What to work on:
Repeat all of the data precisely.
┌─ Stored data
PR #637, opened 2016-12-17
Translate new install.html to pt-BR

leodasvacas:
Translation to pt-BR of the new `install.html`. I'm feeling lazy about translating `other-installers.md` so if anyone wants to pick that up feel free. Also snuck some minor adjustments. Pinging @lazpeng for review.

### DIFF
--- a/_layouts/pt-BR/basic.html
+++ b/_layouts/pt-BR/basic.html
@@ -7,7 +7,7 @@
     <meta name="viewport" content="width=device-width, initial-scale=1">
     <title>{{ page.title }}</title>
     <meta name="keywords" content="Rust, Rust programming language, Linguagem de programação Rust, rustlang, rust-lang, Mozilla Rust">
-    <meta name="description" content="Uma linguagem de programação de sistemas que roda incrivelmente rápido, previne segmentation fauls e garante segurança entre threads.">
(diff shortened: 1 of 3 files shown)


lazpeng:
Nice.
Should have a comma after "English" in "Nosso site em outros idiomas", located in _layouts/pt-BR/basic.html, if you could fix that and add it to the PR, I'd be very grateful. Also, "executar" may be better than "rodar", what do you think?

leodasvacas:
Made suggested changes. In some places "rodar" seems better in others "executar" seems better, I changed it in some places, what do you think now?

lazpeng:
Yeah, that's better, thanks.

aturon:
r? @steveklabnik 

In general, how would you like to handle ongoing reviews of translation PRs?

steveklabnik:
> In general, how would you like to handle ongoing reviews of translation PRs?

Usually, I try to check up on `rust-www` at least once a week to batch it up a bit. It's been a complicated last couple of weeks though. Often, I'll try to CC the people who made the original translation onto changes if they're more than something tiny, but at the moment, the process is effectively 100% trust based.

steveklabnik:
(in this case, @lazpeng is the person I'd want to ask here, so let's merge!)

PR #638, opened 2016-12-17
Add whitespace to fix markdown heading.

frewsxcv:
The heading "IRC Channels" in https://www.rust-lang.org/en-US/community.html is unformatted, displaying the raw `##` characters.


brson:
Thanks @frewsxcv !

Issue #640, opened 2016-12-18
Unrecognized platform


zeldin:
I got the following from the "Install" page:
```
I don't recognize your platform.

Rust runs on Windows, Linux, Mac OS X, FreeBSD and NetBSD. If you are on one of these platforms and are seeing this then please report an issue, along with the following values:
navigator.platform:
Linux ppc64
navigator.appVersion:
5.0 (X11)
```
So as requested I'm reporting an issue.  I'm on Gentoo Linux.

brson:
Thank you!

Issue #639, opened 2016-12-18
NetBSD is not recognized.


iquiw:
"I don't recognize your platform." message is displayed on [Installation page](https://www.rust-lang.org/en-US/install.html)

Here is the values the page shows.

```
navigator.platform:
NetBSD amd64
navigator.appVersion:
5.0 (X11)
```

I could install `rustup` and `rustc`, etc. by manually downloaded `rustup-init`.

brson:
Thank you!

PR #643, opened 2016-12-20
Add browser detection for Linux ppc64 and NetBSD

brson:
r? @steveklabnik

Fixes https://github.com/rust-lang/rust-www/issues/640
Fixes https://github.com/rust-lang/rust-www/issues/639


steveklabnik:
:shipit: :heart:

PR #651, opened 2016-12-22
Spanish translation

alx741:
So I started the Spanish translation here, but wanted to be sure I'm doing it correctly before proceeding with the rest of it.

I noticed the convention is `lang`-`2-letter-country-code`, but there is also french named just `fr` and the Spanish translation also fits best just as `es` (is that ok?)

### DIFF
--- a/es/friends.html
+++ b/es/friends.html
@@ -1,0 +1,71 @@
+---
+layout: es/basic
+title:  Amigos de Rust &middot; El lenguaje de programación Rust
+---
+
+<div id="users">
+
+  <h1>Amigos de Rust</h1>
+  <h2>(Organizaciones que ejecutan Rust en producción)</h2>
+
+  {% for user in site.data.users %}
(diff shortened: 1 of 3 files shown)


brson:
Thanks @alx741 ! It looks good to me.

Why is plain 'es' appropriate? I don't recall why 'fr' is used instead of something more specific. Maybe because there's overwhelmingly one type of French? @steveklabnik probably remembers.

alx741:
I now nothing about the best practices about this i18n naming, but I thought `es` fits better because I'm using Spanish that complies with [Real Academia Española](http://www.rae.es/) and no linguistic regionalisms whatsoever, so making `es-EC` (for *Ecuador*) would imply the possibility of adding `es-AR`, `es-ES`, `es-CO`, `es-MX`, and a dozen more with no differences between each other.

brson:
Thanks @alx741 !

PR #659, opened 2016-12-31
Fix French translation.

AndrewBrinker:
This commit basically reverts the locale name change done in #561. The pattern with other locales has been to use the longer-form IETF language tag for a given language (i.e. "en-US" vs. "en"). This leaves the door open for translations in non-majority dialects, and is generally more future-friendly. The reasoning given for moving from "fr-FR" to "fr" was that the change is consistent with Mozilla policy, but I think that the more important consistency is consistency with the rest of the Rust site.


AndrewBrinker:
For further background, [here](https://github.com/rust-lang/rust-www/pull/296) is the original discussion on using the full IETF language tags for locale names.

steveklabnik:
@AndrewBrinker 👍 , would you mind rebasing this?

AndrewBrinker:
Okay, I did not do that correctly. Just a minute.

Also, it looks like the Spanish translation now has the same problem as the French translation. If we're going to use the full language codes, we shouldn't accept PRs that don't.

steveklabnik:
> If we're going to use the full language codes, we shouldn't accept PRs that don't.

This is a good call; we shouldn't, and I should pay attention to that when reviewing. Thanks.

AndrewBrinker:
I'm going to close this. I've opened #682 which addresses the `fr` and `es` language codes.

AndrewBrinker:
Side note: thanks for taking translations so seriously! :smile:

PR #665, opened 2017-01-02
fix(font): use Mozilla version of font to fix bugs associated with Fira Font

### LINKED ISSUE #658: extremely light font rendering in chrome Version 55.0.2883.95 (64-bit)
screen shot 2016-12-29 at 4 28 49 pm

this may be due to a recent chrome update. ran into a similar issue with the npm website. can try to make a PR later today.

ashleygwilliams:
fixes #658 

pointing styles at the mozilla cdn for Fira Sans font fixes all display issues. replacing the woff files that were included with the ones from the mozilla cdn didn't. so i assume that there are different formats being used to fix the bug here. 

could probably pull everything in locally if we wanted, but it'd be bigger than what ya'll had before. lemme know if you'd like it local.


steveklabnik:
Removing the local versions seems fine for the website, but the equal fix in rustdoc would want the local files, I'd imagine.

ashleygwilliams:
ok i just added the local files. all come from here, fyi https://github.com/mozilla/Fira/blob/master/fira.css

brson:
Er

PR #669, opened 2017-01-03
new style languages links

3442853561:
There are more and more localized pages. The new style of links can make the page clear.


AndrewBrinker:
Is it necessary to make the language selector rely on JavaScript? Is there something about the text links that wasn't working? Text links have the advantage of being dead-simple, and working nicely with assisting technology like screen readers.

3442853561:
@AndrewBrinker these links make the page messy. There will be Japanese, Turkish,  
Spanish, Vietnam pages in the future.

AndrewBrinker:
Sure, there will be more choices, but I still think the current solution is the better one. It may be that there is a better way to design this, but requiring JavaScript for this basic functionality feels like a step back.

3442853561:
@AndrewBrinker What about creating a page for a localized pages links?

PR #671, opened 2017-01-04
Update french translation of install.html

lise-henry:
I noticed that the new install page wasn't translated in french. This is an attempt to work at this. Hope this is the right way to do it!


nikomatsakis:
Looks good! Thanks =)

PR #676, opened 2017-01-07
Update rustup platform detection

xen0n:
This is rust-lang-nursery/rustup.rs#866. Please don't merge until the MIPS rustup binaries are confirmed published.


brson:
Woo! Thanks @xen0n !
└─
Solution to the problem:
PR #637, opened 2016-12-17
Translate new install.html to pt-BR

leodasvacas:
Translation to pt-BR of the new `install.html`. I'm feeling lazy about translating `other-installers.md` so if anyone wants to pick that up feel free. Also snuck some minor adjustments. Pinging @lazpeng for review.

### DIFF
--- a/_layouts/pt-BR/basic.html
+++ b/_layouts/pt-BR/basic.html
@@ -7,7 +7,7 @@
     <meta name="viewport" content="width=device-width, initial-scale=1">
     <title>{{ page.title }}</title>
     <meta name="keywords" content="Rust, Rust programming language, Linguagem de programação Rust, rustlang, rust-lang, Mozilla Rust">
-    <meta name="description" content="Uma linguagem de programação de sistemas que roda incrivelmente rápido, previne segmentation fauls e garante segurança entre threads.">
(diff shortened: 1 of 3 files shown)


lazpeng:
Nice.
Should have a comma after "English" in "Nosso site em outros idiomas", located in _layouts/pt-BR/basic.html, if you could fix that and add it to the PR, I'd be very grateful. Also, "executar" may be better than "rodar", what do you think?

leodasvacas:
Made suggested changes. In some places "rodar" seems better in others "executar" seems better, I changed it in some places, what do you think now?

lazpeng:
Yeah, that's better, thanks.

aturon:
r? @steveklabnik 

In general, how would you like to handle ongoing reviews of translation PRs?

steveklabnik:
> In general, how would you like to handle ongoing reviews of translation PRs?

Usually, I try to check up on `rust-www` at least once a week to batch it up a bit. It's been a complicated last couple of weeks though. Often, I'll try to CC the people who made the original translation onto changes if they're more than something tiny, but at the moment, the process is effectively 100% trust based.

steveklabnik:
(in this case, @lazpeng is the person I'd want to ask here, so let's merge!)

PR #638, opened 2016-12-17
Add whitespace to fix markdown heading.

frewsxcv:
The heading "IRC Channels" in https://www.rust-lang.org/en-US/community.html is unformatted, displaying the raw `##` characters.


brson:
Thanks @frewsxcv !

Issue #640, opened 2016-12-18
Unrecognized platform


zeldin:
I got the following from the "Install" page:
```
I don't recognize your platform.

Rust runs on Windows, Linux, Mac OS X, FreeBSD and NetBSD. If you are on one of these platforms and are seeing this then please report an issue, along with the following values:
navigator.platform:
Linux ppc64
navigator.appVersion:
5.0 (X11)
```
So as requested I'm reporting an issue.  I'm on Gentoo Linux.

brson:
Thank you!

Issue #639, opened 2016-12-18
NetBSD is not recognized.


iquiw:
"I don't recognize your platform." message is displayed on [Installation page](https://www.rust-lang.org/en-US/install.html)

Here is the values the page shows.

```
navigator.platform:
NetBSD amd64
navigator.appVersion:
5.0 (X11)
```

I could install `rustup` and `rustc`, etc. by manually downloaded `rustup-init`.

brson:
Thank you!

PR #643, opened 2016-12-20
Add browser detection for Linux ppc64 and NetBSD

brson:
r? @steveklabnik

Fixes https://github.com/rust-lang/rust-www/issues/640
Fixes https://github.com/rust-lang/rust-www/issues/639


steveklabnik:
:shipit: :heart:

PR #651, opened 2016-12-22
Spanish translation

alx741:
So I started the Spanish translation here, but wanted to be sure I'm doing it correctly before proceeding with the rest of it.

I noticed the convention is `lang`-`2-letter-country-code`, but there is also french named just `fr` and the Spanish translation also fits best just as `es` (is that ok?)

### DIFF
--- a/es/friends.html
+++ b/es/friends.html
@@ -1,0 +1,71 @@
+---
+layout: es/basic
+title:  Amigos de Rust &middot; El lenguaje de programación Rust
+---
+
+<div id="users">
+
+  <h1>Amigos de Rust</h1>
+  <h2>(Organizaciones que ejecutan Rust en producción)</h2>
+
+  {% for user in site.data.users %}
(diff shortened: 1 of 3 files shown)


brson:
Thanks @alx741 ! It looks good to me.

Why is plain 'es' appropriate? I don't recall why 'fr' is used instead of something more specific. Maybe because there's overwhelmingly one type of French? @steveklabnik probably remembers.

alx741:
I now nothing about the best practices about this i18n naming, but I thought `es` fits better because I'm using Spanish that complies with [Real Academia Española](http://www.rae.es/) and no linguistic regionalisms whatsoever, so making `es-EC` (for *Ecuador*) would imply the possibility of adding `es-AR`, `es-ES`, `es-CO`, `es-MX`, and a dozen more with no differences between each other.

brson:
Thanks @alx741 !

PR #659, opened 2016-12-31
Fix French translation.

AndrewBrinker:
This commit basically reverts the locale name change done in #561. The pattern with other locales has been to use the longer-form IETF language tag for a given language (i.e. "en-US" vs. "en"). This leaves the door open for translations in non-majority dialects, and is generally more future-friendly. The reasoning given for moving from "fr-FR" to "fr" was that the change is consistent with Mozilla policy, but I think that the more important consistency is consistency with the rest of the Rust site.


AndrewBrinker:
For further background, [here](https://github.com/rust-lang/rust-www/pull/296) is the original discussion on using the full IETF language tags for locale names.

steveklabnik:
@AndrewBrinker 👍 , would you mind rebasing this?

AndrewBrinker:
Okay, I did not do that correctly. Just a minute.

Also, it looks like the Spanish translation now has the same problem as the French translation. If we're going to use the full language codes, we shouldn't accept PRs that don't.

steveklabnik:
> If we're going to use the full language codes, we shouldn't accept PRs that don't.

This is a good call; we shouldn't, and I should pay attention to that when reviewing. Thanks.

AndrewBrinker:
I'm going to close this. I've opened #682 which addresses the `fr` and `es` language codes.

AndrewBrinker:
Side note: thanks for taking translations so seriously! :smile:

PR #665, opened 2017-01-02
fix(font): use Mozilla version of font to fix bugs associated with Fira Font

### LINKED ISSUE #658: extremely light font rendering in chrome Version 55.0.2883.95 (64-bit)
screen shot 2016-12-29 at 4 28 49 pm

this may be due to a recent chrome update. ran into a similar issue with the npm website. can try to make a PR later today.

ashleygwilliams:
fixes #658 

pointing styles at the mozilla cdn for Fira Sans font fixes all display issues. replacing the woff files that were included with the ones from the mozilla cdn didn't. so i assume that there are different formats being used to fix the bug here. 

could probably pull everything in locally if we wanted, but it'd be bigger than what ya'll had before. lemme know if you'd like it local.


steveklabnik:
Removing the local versions seems fine for the website, but the equal fix in rustdoc would want the local files, I'd imagine.

ashleygwilliams:
ok i just added the local files. all come from here, fyi https://github.com/mozilla/Fira/blob/master/fira.css

brson:
Er

PR #669, opened 2017-01-03
new style languages links

3442853561:
There are more and more localized pages. The new style of links can make the page clear.


AndrewBrinker:
Is it necessary to make the language selector rely on JavaScript? Is there something about the text links that wasn't working? Text links have the advantage of being dead-simple, and working nicely with assisting technology like screen readers.

3442853561:
@AndrewBrinker these links make the page messy. There will be Japanese, Turkish,  
Spanish, Vietnam pages in the future.

AndrewBrinker:
Sure, there will be more choices, but I still think the current solution is the better one. It may be that there is a better way to design this, but requiring JavaScript for this basic functionality feels like a step back.

3442853561:
@AndrewBrinker What about creating a page for a localized pages links?

PR #671, opened 2017-01-04
Update french translation of install.html

lise-henry:
I noticed that the new install page wasn't translated in french. This is an attempt to work at this. Hope this is the right way to do it!


nikomatsakis:
Looks good! Thanks =)

PR #676, opened 2017-01-07
Update rustup platform detection

xen0n:
This is rust-lang-nursery/rustup.rs#866. Please don't merge until the MIPS rustup binaries are confirmed published.


brson:
Woo! Thanks @xen0n !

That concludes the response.